▸ Problem: When a line in the entries contains the word "their", copy that line in full.

▸ Dataset records:

PR #697, opened 2019-01-21
Production release #60

tahb:
- remove explanation of service rename from blue service banner
- allow whitespaces to be added either side of a salary field when creating a new job listing without causing an error
- minor automatic gem update to ipaddr 
- the temporary fix for the service supporting sign-ins from `www.` becomes permanent in the infrastructure
- fix worker containers running out of memory and being constantly restarted every few minutes
- fix the job that records searches made from intermittently running out of threads


tahb:
Around this time, or because of this pull request our staging environment has been raising a steady stream of `Redis::CannotConnectError`. After an investigation where we have gone as far as to replace and split the Redis instances we cannot identify why this is, perhaps a coincidence in timing. This code does not cause the same affect on the identical edge environment after 2 days.

PR #651, opened 2018-12-10
Hiring staff UI improvements

lozette:
## Trello card URL:

This PR covers a few cards:
https://trello.com/c/iWZh1bSZ/653-hiring-staff-ui-improvements (@gazaston)
https://trello.com/c/FJE5XW0Y/646-create-new-job-status-draft (@lozette)
https://trello.com/c/UwuesOnr/645-create-new-job-status-pending (@lozette)
https://trello.com/c/YFLoKl9S/647-create-new-job-status-expired (@lozette)

## Changes in this PR:

[Note that this PR does not include adding page view data to the expired and published jobs tabs, or republishing an expired job]

Improve the hiring staff view of their jobs, with tabs to split the jobs into Published | Draft | Pending | Expired. 

For non-JS users the tab contents will be stacked on top of each other.

Associated back-end work, creating new scopes for expired and pending vacancies. 

## Screenshots of UI changes:

screenshot 2018-12-10 at 12 39 30

screenshot 2018-12-10 at 12 39 39

screenshot 2018-12-10 at 12 39 44

Non-JS view

screenshot 2018-12-10 at 12 41 38

PR #698, opened 2019-01-22
Feature/686 new job statuses

pezholio:
## Trello card URL:

https://trello.com/c/JXmAScnE/686-hiring-staff-ui-replace-design-system-component-with-rails-pages-to-fix-bug

## Changes in this PR:

This is a reroll of #651, with all the changes from that PR (which were rolled back in #668), but a few tweaks, so that vacancies are loaded on their own separate pages, rather than loading them all and relying on JS to handle the tabs.

### Before

image

#### Desktop

image

#### Small screen

image


pezholio:
[Hiring staff UI: replace design system component with Rails pages to fix bug](https://trello.com/c/JXmAScnE/686-hiring-staff-ui-replace-design-system-component-with-rails-pages-to-fix-bug)

app/views/hiring_staff/schools/_vacancies_expired.html.haml
```diff
@@ -2,9 +2,9 @@
...
-            %th.govuk-table__header= t('jobs.expires_on')
-            %th.govuk-table__header{ colspan: 2}= t('jobs.actions')
+            %th.govuk-table__header= t('jobs.date_to_be_posted')
+            %th.govuk-table__header= t('jobs.expired_on')
+            %th.govuk-table__header= t('jobs.actions')
     %tbody.govuk-table__body
         - vacancies.each do |vacancy|
-            = render partial: 'vacancy_published', locals: { vacancy: vacancy, school: school }
\ No newline at end of file
+            = render partial: 'vacancy_expired', locals: { vacancy: vacancy, school: school }
```
tahb: 👍

app/controllers/hiring_staff/schools_controller.rb
```diff
@@ -32,4 +32,21 @@ def update
   def session_has_multiple_schools?
     session.key?(:multiple_schools) && session[:multiple_schools] == true
   end
+
+  def set_vacancies
```
tahb: I remember you mentioning that you thought the use of a switch statement here wasn't the most elegant. 

Now we've got this in a good place perhaps a way to refactor this would be to introduce a small and testable presenter object that would move this logic away from the controller.

```
@school_vacancy_presenter = SchoolVacancyPresent.new(type: params[:type])
@school_vacancy_presenter.draft
@school_vacancy_presenter.pending
@school_vacancy_presenter.expired
@school_vacancy_presenter.live
@school_vacancy_presenter.current_type
```

`SchoolVacancyPresenter` is a bit long, but we already have a `VacancyPresenter` for the job seekers!

app/views/layouts/application.html.haml
```diff
@@ -26,7 +26,7 @@
     = javascript_include_tag 'application'
     %meta{content: asset_path("govuk-opengraph-image.png"), property: "og:image"}/
     = csrf_meta_tags
-  %body.govuk-template__body.app-body-class
+  %body{class: "govuk-template__body app-body-class #{authenticated? ? 'hiring-staff': '' } #{controller_name + '_' + action_name}"}
```
tahb: We could move this logic into a tested helper method to keep the view simpler and to help us catch any regressions.

tahb:
Noticed that on the after screenshot there isn't enough padding between the table and it's header.

pezholio:
Fixed the spacing issue

image

app/views/hiring_staff/schools/_vacancies.html.haml
```diff
@@ -2,13 +2,8 @@
   %h2.govuk-tabs__title
     = t('aria_labels.content')
   %ul.govuk-tabs__list.tab-list
-    - [:published, :pending, :draft, :expired].each do |t|
+    - SchoolVacanciesPresenter.valid_types.each do |t|
```
tahb: Oh this is nice 👏

spec/presenters/school_vacancies_presenter_spec.rb
```diff
@@ -0,0 +1,48 @@
...
+  end
+  let!(:live_vacancies) { create_list(:vacancy, 7, :published, school: school) }
+
+  describe 'initialize' do
+    it 'raises an error if the type is not recognised' do
+      expect { SchoolVacanciesPresenter.new(school, 'something') }.to raise_error(ArgumentError)
+    end
+  end
+
+  it 'returns the vacancy type' do
```
tahb: The convention of wrapping methods in a `describe` block is useful as it makes it easier for devs as a grouping method so we can find all the relevant tests to a method and we'll also be able to add 'contexts' and 'before' steps accurately and only affect the relevant tests. Without this, it is all too easy for methods to get added out of order or moved around in other refactoring.

If we start off the file with describe blocks even when we don't obviously need them right now we set the precedent that the next contributor can follow to ensure the file grows in a more manageable way. We remove the need for them to question "why was this done and should I refactor this first?" which I see very much as value.

app/views/hiring_staff/schools/_vacancies_draft.html.haml
```diff
@@ -1,9 +1,15 @@
...
+            %thead.govuk-table__head
+                %tr.govuk-table__row
+                    %th.govuk-table__header= t('jobs.job_title')
+                    %th.govuk-table__header= t('jobs.date_drafted')
+                    %th.govuk-table__header{ colspan: 2}= t('jobs.actions')
+            %tbody.govuk-table__body
+                - presenter.draft.each do |vacancy|
+                    = render partial: 'vacancy_draft', locals: { vacancy: vacancy, school: presenter.school }
+    - else
+        %p= t("jobs.no_draft_jobs")
```
tahb: Good spot!

PR #1099, opened 2019-10-29
Remove rating from hiring staff feedback form

cesidio:
## Jira ticket URL:
https://dfedigital.atlassian.net/secure/RapidBoard.jspa?rapidView=21&projectKey=TEVA&modal=detail&selectedIssue=TEVA-253

### DIFF
--- a/app/models/vacancy_publish_feedback.rb
+++ b/app/models/vacancy_publish_feedback.rb
@@ -6,7 +6,6 @@ class VacancyPublishFeedback < ApplicationRecord
   belongs_to :vacancy
   belongs_to :user
 
-  validates :rating, presence: true
   validates :comment, length: { maximum: 1200 }, if: :comment?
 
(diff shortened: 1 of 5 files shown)


app/models/vacancy_publish_feedback.rb
```diff
@@ -17,7 +16,7 @@ def to_row
       user&.oid,
       vacancy.id,
       vacancy.school.urn,
-      rating,
+      nil, # we used to send rating, for now we just stop sending it
```
adrianclay: Might be worth keeping this line, so that if we re-exported from blank then where ratings did exist, they would still get output.

cesidio:
> I was just looking at this on my local. Main thought is the form looks a bit odd.
> image
> 
> vs
> 
> The general feedback form:
> image

Yes I am aware of that, would like to do that work in another PR.

PR #1110, opened 2019-11-01
Error quick fixes

Renny4Real:
- This fixes the error anchor link for minimum salary
- This adds commas to the character limit error messages on the feedback forms.

Before:
Screenshot 2019-11-01 at 12 29 41

After:
Screenshot 2019-11-01 at 12 22 17

### DIFF
--- a/config/locales/activerecord.yml
+++ b/config/locales/activerecord.yml
@@ -74,7 +74,7 @@ en:
               invalid: Enter an email address in the correct format, like name@example.com
             comment:
               blank: Enter your feedback
-              too_long: Feedback must not be more than %{count} characters
+              too_long: Feedback must not be more than 1,200 characters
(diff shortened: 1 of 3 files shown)


config/locales/activerecord.yml
```diff
@@ -74,7 +74,7 @@ en:
               invalid: Enter an email address in the correct format, like name@example.com
             comment:
               blank: Enter your feedback
-              too_long: Feedback must not be more than %{count} characters
+              too_long: Feedback must not be more than 1,200 characters
```
adrianclay: Shame to lose the dynamism, I wonder if `number_with_delimiter` could have helped.

Renny4Real: Thanks, I can look at trying this later.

▸ Solution for this task:
Improve the hiring staff view of their jobs, with tabs to split the jobs into Published | Draft | Pending | Expired. 
This is a reroll of #651, with all the changes from that PR (which were rolled back in #668), but a few tweaks, so that vacancies are loaded on their own separate pages, rather than loading them all and relying on JS to handle the tabs.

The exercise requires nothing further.